For its part, the Bivwac project-team focuses on issues of human-machine interaction, and in particular explores approaches based on augmented reality, virtual reality and tangible interaction. The aim is to design and develop interactive systems that emphasize engagement, physical involvement, collaboration, immersion... and thus offer a much richer user experience than can be achieved with conventional computer systems. Particularly when knowledge is difficult to convey using standard methods and user interfaces. For example, the Hobit platform makes it easier for students to learn about wave optics and quantum physics through experimentation. With the help of augmented reality and tangible interfaces, they can tackle abstract subjects, test hypotheses, visualize and rapidly evolve physical phenomena by modifying a number of parameters. 

Eleves VR
© Inria / Photo SCM Bordeaux

Developing 21st century skills

In an ever-changing world, digital technology can be a lever for developing students' 21st century skills, in particular the creativity, cooperation, communication and critical thinking skills essential for tackling computational thinking and digital sciences.

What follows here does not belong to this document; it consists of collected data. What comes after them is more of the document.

PR #2578, opened 2025-08-11
Misc framework fixes

caseif:
This PR contains some more miscellaneous work on framework TUs, including a pretty iffy hack to get `m_Do_graphic` matching. There are also a couple of changes to fix debug compilation.

### DIFF
--- a/include/d/actor/d_a_npc_kolin.h
+++ b/include/d/actor/d_a_npc_kolin.h
@@ -67,6 +67,9 @@ public:
     /* 80558AF8 */ int follow(void*);
     /* 80558C4C */ int clothWait(void*);
     /* 80558E90 */ int talk(void*);
+#if DEBUG
+    int test(void*);
+#endif
     /* 8055A3B8 */ daNpc_Kolin_c(
             daNpcT_faceMotionAnmData_c const* i_faceMotionAnmData,
             daNpcT_motionAnmData_c const* i_motionAnmData,
--- a/include/d/actor/d_a_npc_kolinb.h
+++ b/include/d/actor/d_a_npc_kolinb.h
@@ -115,6 +115,9 @@ public:
     /* 80A4738C */ int cutThankYou(int);
     /* 80A4742C */ int wait(void*);
     /* 80A475D4 */ int talk(void*);
+#if DEBUG
+    int test(void*);
+#endif
     /* 80A4854C */ daNpc_Kolinb_c(
             daNpcT_faceMotionAnmData_c const* i_faceMotionAnmData,
             daNpcT_motionAnmData_c const* i_motionAnmData,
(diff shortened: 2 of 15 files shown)


include/d/actor/d_a_npc_kolin.h
```diff
@@ -67,6 +67,7 @@ class daNpc_Kolin_c : public daNpcT_c {
     /* 80558AF8 */ int follow(void*);
     /* 80558C4C */ int clothWait(void*);
     /* 80558E90 */ int talk(void*);
+    int test(void*);
```
TakaRikka, line 71: is this real?

include/d/actor/d_a_npc_kolinb.h
```diff
@@ -115,6 +115,7 @@ class daNpc_Kolinb_c : public daNpcT_c {
     /* 80A4738C */ int cutThankYou(int);
     /* 80A4742C */ int wait(void*);
     /* 80A475D4 */ int talk(void*);
+    int test(void*);
```
TakaRikka, line 119: is this real?

include/d/d_cc_d.h
```diff
@@ -420,6 +423,34 @@ class dCcD_GObjInf : public cCcD_GObjInf {
     /* 0x0E8 */ dCcD_GObjCo mGObjCo;
 };  // Size = 0x104
 
+// Point (unused, existence is inferred)
```
TakaRikka, line 426: is this for virtual ordering stuff? since it's existence is inferred, i'd add a note about it's purpose just incase it turns out that its not real

include/m_Do/m_Do_graphic.h
```diff
@@ -4,6 +4,9 @@
 #include "JSystem/JFramework/JFWDisplay.h"
 #include "dolphin/mtx.h"
 #include "global.h"
+#pragma sym off
```
TakaRikka, line 10: i'd add a note about this hack since yeah its kinda sketch

src/m_Do/m_Do_graphic.cpp
```diff
@@ -17,7 +17,9 @@
 #include "m_Do/m_Do_machine.h"
 #include "m_Do/m_Do_main.h"
 #include "SSystem/SComponent/c_math.h"
+#pragma sym off
```
TakaRikka, line 23: same thing about making a note here

include/d/actor/d_a_npc_kolin.h
caseif: Yep, it's present in debug only.

include/d/d_cc_d.h
caseif: After testing again this doesn't actually seem to have an effect on function ordering per se, but it does cause the `cCcD_PntAttr` definitions to be emitted in `d_cc_d` in debug and seems to be the most plausible way to achieve this. That makes sense though, I can add a comment noting this.

include/d/actor/d_a_npc_kolin.h
YunataSavior: You may want to put `#if DEBUG` macros around this just to make it clear.

TakaRikka (approved):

For example, in 2021, as part of the e-FRAN call for projects, the Potioc project-team developed an innovative hybrid interface combining the physical and digital worlds to encourage group work and enable students to co-construct knowledge by getting physically involved in the task. Today, this technology is at the heart of startup Co-Idea's business. “Thanks to Cards, an interactive video mapping device, we enable trainers to develop innovative collaborative sessions integrating technology and active pedagogy for learners, whether adults or children, to better mobilize their creative, communicative and cooperative skills!” explains Philippe Gireaudeau, CEO of Co-Idea.

© Co-Idea

 

Beyond the development of new learning tools, it is also important to better understand how new technologies, such as the large language models that are increasingly present in our daily lives (e.g., ChatGPT), impact not only student learning, but also the profession of teacher. The Flowers project-team is currently working on this subject in collaboration with the French Ministry of Education. “We are developing an experiment with a dozen teachers, who have been trained in our innovative tools using curiosity-stimulating conversational agents, which they then use independently in their classrooms. In this research, we're looking at how to reinforce the metacognition strategies that foster the curiosity needed for learning, and at how teachers use these tools, by studying how well they get to grips with them, their level of acceptance and their future appropriation via the construction of new teaching resources produced by themselves”, explains Hélène Sauzéon from the Flowers team. 

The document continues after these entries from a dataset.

PR #2584, opened 2025-08-13
d_a_obj_key / d_a_obj_keyhole / d_a_obj_smallkey

TakaRikka:


src/d/actor/d_a_obj_smallkey.cpp
```diff
@@ -189,670 +26,590 @@ const static dCcD_SrcCyl l_cyl_src = {
...
-    // NONMATCHING
-}
+static f32 Reflect(cXyz* i_vec, cBgS_PolyInfo const& i_polyinfo, f32 i_scale) {
+    cM3dGPla plane;
+
+    if (dComIfG_Bgsp().GetTriPla(i_polyinfo, &plane)) {
+        cXyz reflect_vec;
+        f32 mag = i_vec->absXZ();
+
+        C_VECReflect(i_vec, &plane.mNormal, &reflect_vec);
```
hatal175: Use VECReflect macro (I know it's the same, but well, either we remove the macro or use it consistently)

Alongside this, another study is underway with secondary school students to evaluate the use of ChatGPT for homework, with real-life situations where students have to solve exercises using this generative AI. This will enable them to assess their ability to formulate queries correctly, or to assess the quality (relevance, veracity, etc.) of the answers provided. In addition, the scientists are developing a series of reusable educational videos for the general public, to help them better understand how language models work. 

These are all areas that Inria had already identified in 2020 in its white paper “Education and digital technology: issues and challenges”, which is still relevant today.